REQUIREMENT
Set down, exactly as written, every line from the one containing "- [x] Unit tests for User defined Startables" through the end of the listing.

*-*-*

PR #2435, opened 2022-03-02
Update README.markdown

boninj:
Update dal path in the rm command example.

### DIFF
--- a/README.markdown
+++ b/README.markdown
@@ -27,7 +27,7 @@ If you have an existing repository, the commands below need to be executed at le
 
 If you have a folder gluon/dal you must remove it:
 
-    rm -r gluon/dal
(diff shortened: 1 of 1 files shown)


leonelcamara:
@boninj that path used to be a folder with the dal in web2py. When pyDal moved to its own repository and became a submodule, whoever still had the dal folder there needed to delete it or its name would clash with the dal.py file. You don't really need to delete gluon/packages/dal or gluon/dal anymore.

I actually think it may be fine to simply remove those lines from the readme as no one should be using a 7 year old version of web2py.

aahhh9 (approved):

mdipierro:
Fixed like Leonel suggested

PR #2445, opened 2022-08-29
Add DKIM support to emails

fambon:
add support to `Mail.send()` for the following spam-filters facilitating mail content:

- DKIM (requires install of `dkimpy`)
- List-Unsubscribe

example usage (global configuration e.g. via `models/db.py`):
```
dkim_key_path = myconf.get("dkim.key", default=default_dkim_key_path)
if path.exists(dkim_key_path):
    class dkim:
        key = open(dkim_key_path).read()
        selector = myconf.get("dkim.selector", default="s1024")

    mail.settings.dkim = dkim


list_unsubscribe = myconf.get("contact.email")
if list_unsubscribe:
    mail.settings.list_unsubscribe = list_unsubscribe
```

### DIFF
--- a/gluon/tools.py
+++ b/gluon/tools.py
@@ -851,6 +851,38 @@ class Mail(object):
         return True
 
 
+def dkim_sign(payload, dkim_key, dkim_selector):
+
+    import dkim
+
+    # sign all existing mail headers except those specified in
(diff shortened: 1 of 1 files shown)


mdipierro:
Sorry it took me so long. Would be great if you could also make a PR to py4web about this. :-)

PR #2459, opened 2023-02-23
utils-compare fail safe

mcemeren:
compare function in utils.py assumes a and b are the same types, if not, it fails and throws an exception. Instead of throwing an exception, I recommend to fail safely and return False.


mcemeren:
Done.

PR #2496, opened 2024-10-18
 web2py.py

Balaadithya002:
added the code


mdipierro:
Thank you for your PR. I have to decline because of too many conflicts with the latest version but some of your suggested improvements have been incorporated already.

PR #1047, opened 2022-06-10
JAMES-3778 Demonstrate a Graphite integration

chibenwa:
Screenshot from 2022-06-10 18-01-45

More complex that I though.... I needed an extension mechanism to start the collector.

# TODO

  - [x] README for the example
  - [x] Mention the example in the doc
  - [x] Document startable registration
  
 CC @jeantil


server/container/guice/utils/src/main/java/org/apache/james/utils/ExtensionConfiguration.java
```diff
@@ -27,22 +27,31 @@
 import com.google.common.collect.ImmutableList;
 
 public class ExtensionConfiguration {
-    public static final ExtensionConfiguration DEFAULT = new ExtensionConfiguration(ImmutableList.of());
+    public static final ExtensionConfiguration DEFAULT = new ExtensionConfiguration(ImmutableList.of(), ImmutableList.of());
 
     public static ExtensionConfiguration from(Configuration configuration) {
         return new ExtensionConfiguration(
             Arrays.stream(configuration.getStringArray("guice.extension.module"))
```
jeantil, line 34: I had no idea james could alread do that ...

server/container/guice/utils/src/main/java/org/apache/james/utils/UserStartables.java
```diff
@@ -0,0 +1,43 @@
...
+import com.github.fge.lambdas.Throwing;
+import com.google.inject.AbstractModule;
+import com.google.inject.Singleton;
+import com.google.inject.multibindings.ProvidesIntoSet;
+
+public class UserStartables implements Startable {
+    public static class Module extends AbstractModule {
+        @ProvidesIntoSet
+        @Singleton
+        InitializationOperation graphiteExporter(UserStartables startables) {
```
jeantil, line 18:
```suggestion
        InitializationOperation initializationOperations(UserStartables startables) {
```

maybe ?

server/container/guice/utils/src/main/java/org/apache/james/utils/ExtensionConfiguration.java
```diff
@@ -27,22 +27,31 @@
...
+            Arrays.stream(configuration.getStringArray("guice.extension.startable"))
                 .map(ClassName::new)
                 .collect(ImmutableList.toImmutableList()));
     }
 
     private final List<ClassName> additionalGuiceModulesForExtensions;
+    private final List<ClassName> startables;
 
-    public ExtensionConfiguration(List<ClassName> additionalGuiceModulesForExtensions) {
+    public ExtensionConfiguration(List<ClassName> additionalGuiceModulesForExtensions, List<ClassName> startables) {
```
jeantil, line 45: :thinking: it's hard to tell since I never used this mechanism before but looking @ org.apache.james.modules.server.ElasticSearchMetricReporterModule it looks like I can already declare 
```
guice.extension.module=org.apache.james.modules.server.ElasticSearchMetricReporterModule
```
or 
```
guice.extension.module=org.apache.james.modules.server.GraphiteMetricReporterModule
```
and that would be installed and the `start` would be called during server startup when InitializationOperation are collected. 

Therefore all the UserStartable extension is unneeded or am I missing something ?

jeantil: I was confused because in the existing apps the ElasticSearchMetricReporterModule is always explicitely installed in the main, is there a difference I am missing ?

jeantil:
#mindBlown the extension mechanism should definitely be used more often  none of the existing assemblies seem to use it ! instead everything is hardcoded in the main

chibenwa:
> #mindBlown the extension mechanism should definitely be used more often none of the existing assemblies seem to use it ! 

I do use it with my customers ;-)

https://www.youtube.com/watch?v=zr8qpNkL6U4&ab_channel=TheApacheFoundation if you want to listen to my broken english.

This allows injecting your stuff across the wall extension set: routes, listeners mailet...

Also the way it composes means that you can't overrides james bindings or integrate into unplanned places within James, bringing in an additional safety net ;-)

> instead everything is hardcoded in the main

Huge +1

 - https://github.com/apache/james-project/tree/master/server/mailet/rate-limiter and https://github.com/apache/james-project/tree/master/server/mailet/rate-limiter-redis also work with this.
 - I proposed RSpamD extension set to also use these mechanisms https://issues.apache.org/jira/browse/JAMES-3775
 - I would be happy to move some of the hard wired stuff as extensions.
 
 Current limitation includes not being able to submit tasks on the distributed task manager (because

server/container/guice/utils/src/main/java/org/apache/james/utils/ExtensionConfiguration.java
chibenwa: > won't it be picked up when loading all the InitializationOperation ?

No. 

Because InitializationOperation is used by core James stuff thus not open for use.

That also coupled with the way child injectors work in guice.

jeantil: alright thanks for the clarification

chibenwa:
## TODO

 - [ ] JIRA
 - [ ] Unit tests for User defined Startables
 - [ ] Documentation for User defined Startables

chibenwa:
## TODO

 - [x] JIRA
 - [x] Unit tests for User defined Startables
 - [x] Documentation for User defined Startables
 
 ## In another PR
 
 - [ ] Extract the ElasticSearch metric reporter as an extension
 - [ ] Document the ElasticSearch metric reporter new set up.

*-*-*

REPLY
 - [x] Unit tests for User defined Startables
 - [x] Documentation for User defined Startables
 
 ## In another PR
 
 - [ ] Extract the ElasticSearch metric reporter as an extension
 - [ ] Document the ElasticSearch metric reporter new set up.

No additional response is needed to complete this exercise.